The Federal Reserve at the national level has a dual mandate from Congress, Wilkerson said. The first is to work to maintain maximum employment, defined as 4.1% unemployment. The second is to keep prices stable, defined as an inflation rate of 2%.
On both fronts, the Fed is currently succeeding, Wilkerson said. The national unemployment rate stands at 3.7%, and inflation so far this year is at 1.8%. He said the slowing economy in the Kansas City Fed region, which includes Kansas, Oklahoma, Nebraska, Colorado, Wyoming as well as western Missouri and northern New Mexico, is being affected by a severe downturn in agriculture and a smaller drop in oil and gas production.
On a national level, the slower economy is the result of falling energy prices and a strong dollar, as well as a slowdown in the world economy. Energy prices have been affected by tightening credit to energy firms as the fundamentals of supply and demand have weakened. However, the economy is still growing despite slowing down, he said. And the labor market remains strong.
As a result of those conditions, the Fed decided at its June meeting to lower the interest rate by 25 basis points, based on a cloudy economic outlook and inflation below the target level. That was a decision that drew a statement of dissent from Esther George, who heads the Kansas City Federal Reserve.
George said that in her opinion, incoming economic data and the outlook for economic activity over the medium term, no change in the federal funds rate was warranted. However, she said, a change in conditions would change her mind.
“There are certainly risks to the outlook as the economy faces the cross currents emanating from trade policy uncertainty and weaker global activity,” her statement read. “Should incoming data point to a weakening economy, I would be prepared to adjust policy consistent with the Federal Reserve’s mandate s for maximum sustainable employment and stable prices.”
Turning to Kansas economic news, Wilkerson said that the pace of Kansas employment growth has remained sold in the metro areas but has been slower in southwest Kansas. While the national jobless rate stands at 3.7%, Ford County is between 2% and 3%, and the rate of job growth has slowed.
“The very low unemployment rate is responsible for holding back job growth,” he said. “In part, that is because employers cannot find workers to fill the jobs they would like to create.”
District energy activity has slowed over the past nine months as prices have ticked down closer to marginally profitable levels of $53 to $54 a barrel for oil land $3 per mcf for natural gas.
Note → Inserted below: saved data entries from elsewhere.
PR #2478, opened 2026-04-21
Add NEO DM uncore reset commands for RTL simulation

pjanevskiTT:
### Issue
/

### Description
Add support for NEO DM uncore reset assert/deassert commands in the RTL simulation
communicator, with both per-core and all-cores variants.

### List of the changes
- Add 4 new DEVICE_COMMAND enum values to the FlatBuffers schema (14-17)
- Add 4 new methods to RtlSimCommunicator for uncore reset assert/deassert
- Add RiscType::ALL_NEO_DMS_UNCORE and RiscType::NEO_DM_UNCORE flags
- Wire up uncore reset in RtlSimulationTTDevice::assert_risc_reset/deassert_risc_reset

### Testing
CI

### API Changes
This PR has API changes:
- New RiscType flags: ALL_NEO_DMS_UNCORE, NEO_DM_UNCORE
- New RtlSimCommunicator methods for uncore reset

### DIFF
--- a/device/api/umd/device/types/risc_type.hpp
+++ b/device/api/umd/device/types/risc_type.hpp
@@ -83,6 +83,10 @@ enum class RiscType : std::uint64_t {
     ALL_NEO_TRISCS = ALL_NEO0_TRISCS | ALL_NEO1_TRISCS | ALL_NEO2_TRISCS | ALL_NEO3_TRISCS,
     ALL_NEO_DMS = DM0 | DM1 | DM2 | DM3 | DM4 | DM5 | DM6 | DM7,
     ALL_NEO = ALL_NEO_TRISCS | ALL_NEO_DMS,
+
+    // Uncore reset flags for NEO DM cores.
+    ALL_NEO_DMS_UNCORE = 1ULL << 32,
+    NEO_DM_UNCORE = 1ULL << 33,
 };
 
 std::string RiscTypeToString(RiscType value);
--- a/device/simulation/simulation_device.fbs
+++ b/device/simulation/simulation_device.fbs
@@ -17,6 +17,10 @@ enum DEVICE_COMMAND : byte {
     // to match these values before this can work end-to-end.
     AXI_RAM_WRITE_NOTIFICATION = 10,
     AXI_RAM_READ_NOTIFICATION = 11,
+    ALL_NEO_DMS_UNCORE_RESET_DEASSERT = 14,
+    ALL_NEO_DMS_UNCORE_RESET_ASSERT = 15,
+    NEO_DM_UNCORE_RESET_ASSERT = 16,
+    NEO_DM_UNCORE_RESET_DEASSERT = 17,
 }
 
 struct tt_vcs_core {
--- a/device/tt_device/rtl_simulation_tt_device.cpp
+++ b/device/tt_device/rtl_simulation_tt_device.cpp
@@ -145,8 +145,15 @@ void RtlSimulationTTDevice::assert_risc_reset(tt_xy_pair core, const RiscType se
     // If the architecture is Quasar, a special case is needed to control the NEO Data Movement cores.
     if (get_soc_descriptor().arch == tt::ARCH::QUASAR) {
         if (selected_riscs == RiscType::ALL_NEO_DMS) {
-            // Reset all DM cores.
             communicator_->all_neo_dms_reset_assert(core.x, core.y);
+            return;
+        }
+        if (selected_riscs == RiscType::ALL_NEO_DMS_UNCORE) {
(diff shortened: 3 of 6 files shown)


device/api/umd/device/types/risc_type.hpp
```diff
@@ -83,6 +83,10 @@ enum class RiscType : std::uint64_t {
     ALL_NEO_TRISCS = ALL_NEO0_TRISCS | ALL_NEO1_TRISCS | ALL_NEO2_TRISCS | ALL_NEO3_TRISCS,
     ALL_NEO_DMS = DM0 | DM1 | DM2 | DM3 | DM4 | DM5 | DM6 | DM7,
     ALL_NEO = ALL_NEO_TRISCS | ALL_NEO_DMS,
+
+    // Uncore reset flags for NEO DM cores.
+    ALL_NEO_DMS_UNCORE = 1ULL << 32,
+    NEO_DM_UNCORE = 1ULL << 33,
```
broskoTT, line 89: ALL_NEO_DMS_UNCORE = ALL_NEO_DMS | NEO_DM_UNCORE ?
In that case shift NEO_DM_UNCORE = 1ULL << 32

device/simulation/simulation_device.fbs
```diff
@@ -17,6 +17,10 @@ enum DEVICE_COMMAND : byte {
     // to match these values before this can work end-to-end.
     AXI_RAM_WRITE_NOTIFICATION = 10,
     AXI_RAM_READ_NOTIFICATION = 11,
+    ALL_NEO_DMS_UNCORE_RESET_DEASSERT = 14,
```
broskoTT, line 20: Is this command NEO_DM_UNCORE_RESET + reset on all DMs?
Is it strictly different than calling them separately?

I see we already have a similar case for ALL_NEO_DMS_RESET_DEASSERT and NEO_DM_RESET_DEASSERT...

In any case, even though there is a special case for how simulator is implemented, I think we don't need to separate this in our interface, as suggested in the other comment...

device/tt_device/rtl_simulation_tt_device.cpp
```diff
@@ -141,11 +141,24 @@ void RtlSimulationTTDevice::assert_risc_reset(tt_xy_pair core, const RiscType se
...
+            communicator_->all_neo_dms_uncore_reset_assert();
+            return;
+        }
         if (selected_riscs == RiscType::ALL_NEO_DMS) {
-            // Reset all DM cores.
             communicator_->all_neo_dms_reset_assert(core.x, core.y);
             return;
         }
+        if (selected_riscs == RiscType::ALL_NEO_DMS_UNCORE) {
+            communicator_->all_neo_dms_uncore_reset_assert();
```
broskoTT, line 158: This is not per core?

device/tt_device/rtl_simulation_tt_device.cpp
```diff
@@ -141,11 +141,24 @@ void RtlSimulationTTDevice::assert_risc_reset(tt_xy_pair core, const RiscType se
     log_debug(tt::LogEmulationDriver, "Sending 'assert_risc_reset' signal for risc_type {}", selected_riscs);
     // If the architecture is Quasar, a special case is needed to control the NEO Data Movement cores.
     if (soc_descriptor_.arch == tt::ARCH::QUASAR) {
+        if (selected_riscs == RiscType::ALL) {
```
broskoTT, line 147: I think the flow would look better with slightly different logic here, although won't block on it.

If ALL and QUASAR, selected_riscs = RISCTYPE::ALL_NEO

Then you don't need this if here, rather passing through bellow ifs should handle all the resets nicely regarding ALL_NEO_DMS and ALL_NEO_TRISCS, you'd also have to remove the return statements

broskoTT (approved):

device/tt_device/rtl_simulation_tt_device.cpp
pjanevskiTT: it's on all cores, not per core

device/api/umd/device/types/risc_type.hpp
pjanevskiTT: UNCORE is just for UNCORE part, that is why we have ALL_RISCS as well

device/simulation/simulation_device.fbs
pjanevskiTT: it's just a different enum, the client would use the same API just with different parameters

device/tt_device/rtl_simulation_tt_device.cpp
pjanevskiTT: NEO and uncore need to be resetted by separate API, so will keep the flow as it is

Drilling and business activity has slowed, credit has tightened, and the expectations are for the decline to continue, he said.
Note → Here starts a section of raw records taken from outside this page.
PR #2483, opened 2026-04-22
Remove SocDescriptor hack in TopologyDiscovery

aleksamarkovicTT:
### Issue
#1741 

### Description
Remove SocDescriptor hack in TopologyDiscovery. Since TTDevice now owns a SocDescriptor, TopologyDiscovery no longer needs to keep track of its own copies.

### Testing
CI

### API Changes

### DIFF
--- a/device/topology/topology_discovery_blackhole.cpp
+++ b/device/topology/topology_discovery_blackhole.cpp
@@ -33,15 +33,7 @@ TopologyDiscoveryBlackhole::TopologyDiscoveryBlackhole(
 
 std::unique_ptr<TTDevice> TopologyDiscoveryBlackhole::create_remote_device(
     std::optional<EthCoord> eth_coord, TTDevice* gateway_device, std::set<uint32_t> gateway_eth_channels) {
-    // ETH coord is not used for Blackhole, as Blackhole does not have a concept of ETH coordinates.
-    std::unique_ptr<RemoteCommunication> remote_communication =
-        RemoteCommunication::create_remote_communication(gateway_device, {0, 0, 0, 0});
-    remote_communication->set_remote_transfer_ethernet_cores(
-        get_soc_descriptor(gateway_device)
-            .get_eth_xy_pairs_for_channels(gateway_eth_channels, CoordSystem::TRANSLATED));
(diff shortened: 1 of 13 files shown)


device/topology/topology_discovery_blackhole.cpp
```diff
@@ -33,15 +33,7 @@ TopologyDiscoveryBlackhole::TopologyDiscoveryBlackhole(
...
-    // ETH coord is not used for Blackhole, as Blackhole does not have a concept of ETH coordinates.
-    std::unique_ptr<RemoteCommunication> remote_communication =
-        RemoteCommunication::create_remote_communication(gateway_device, {0, 0, 0, 0});
-    remote_communication->set_remote_transfer_ethernet_cores(
-        get_soc_descriptor(gateway_device)
-            .get_eth_xy_pairs_for_channels(gateway_eth_channels, CoordSystem::TRANSLATED));
-    std::unique_ptr<TTDevice> remote_tt_device = TTDevice::create(std::move(remote_communication));
-    remote_tt_device->init_tt_device();
-    return remote_tt_device;
+    return nullptr;
```
nbuncicTT, line 36: Just a question, why was this, on the right-hand side ever here? Why wasn't it returning `nullptr` previously?

nbuncicTT (approved):
Well done.

device/topology/topology_discovery_blackhole.cpp
```diff
@@ -33,15 +33,7 @@ TopologyDiscoveryBlackhole::TopologyDiscoveryBlackhole(
 
 std::unique_ptr<TTDevice> TopologyDiscoveryBlackhole::create_remote_device(
     std::optional<EthCoord> eth_coord, TTDevice* gateway_device, std::set<uint32_t> gateway_eth_channels) {
-    // ETH coord is not used for Blackhole, as Blackhole does not have a concept of ETH coordinates.
```
pjanevskiTT, line 36: can we make this change a separate PR?

device/topology/topology_discovery_blackhole.cpp
aleksamarkovicTT: We had lite fabric support but it was removed in a way so this function never got called. TTDevice::create would return a nullptr anyway.

pjanevskiTT (approved):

It is trade policy uncertainty and supply chain disruption that has caused the expansion in manufacturing to slow down, Wilkerson said. A recent survey found that 25% of manufacturers in the region say they have had to change suppliers as a result of tariffs. He said businesses were surveyed by Kansas City Fed employees during their visit to the region the second week of August.
He said there are expectations that agricultural incomes will begin to rebound somewhat, but that a farmland values will remain mostly flat. Cattle and wheat prices are down from earlier in the year, but are similar to recent years, while corn has finally begun to see some recovery.
Trade policy, especially the ongoing trade war with China, is holding down exports. This has resulted in an oversupply as well as lower prices for soybeans and hogs, which had seen China as a major buyer. Kansas is below the national average in production of both hogs and soybeans, so its economy has been impacted less than that of states to the east, he said.
Asked about how the goal of 2% for inflation was derived, Wilkerson said it is easier to deal with moderate inflation than minor deflation. He said wage growth is also tied to the inflation rate, and that allowing it to fall too low could have a negative impact on wage growth, which has already been stagnant.
He said that while the Fed is keeping an eye on agricultural credit conditions, there has not yet been a tightening of credit to the sector.
Employees of the Kansas City Federal Reserve have been traveling the region, surveying businesses by region and holding economic summits to report on their findings to local businesses.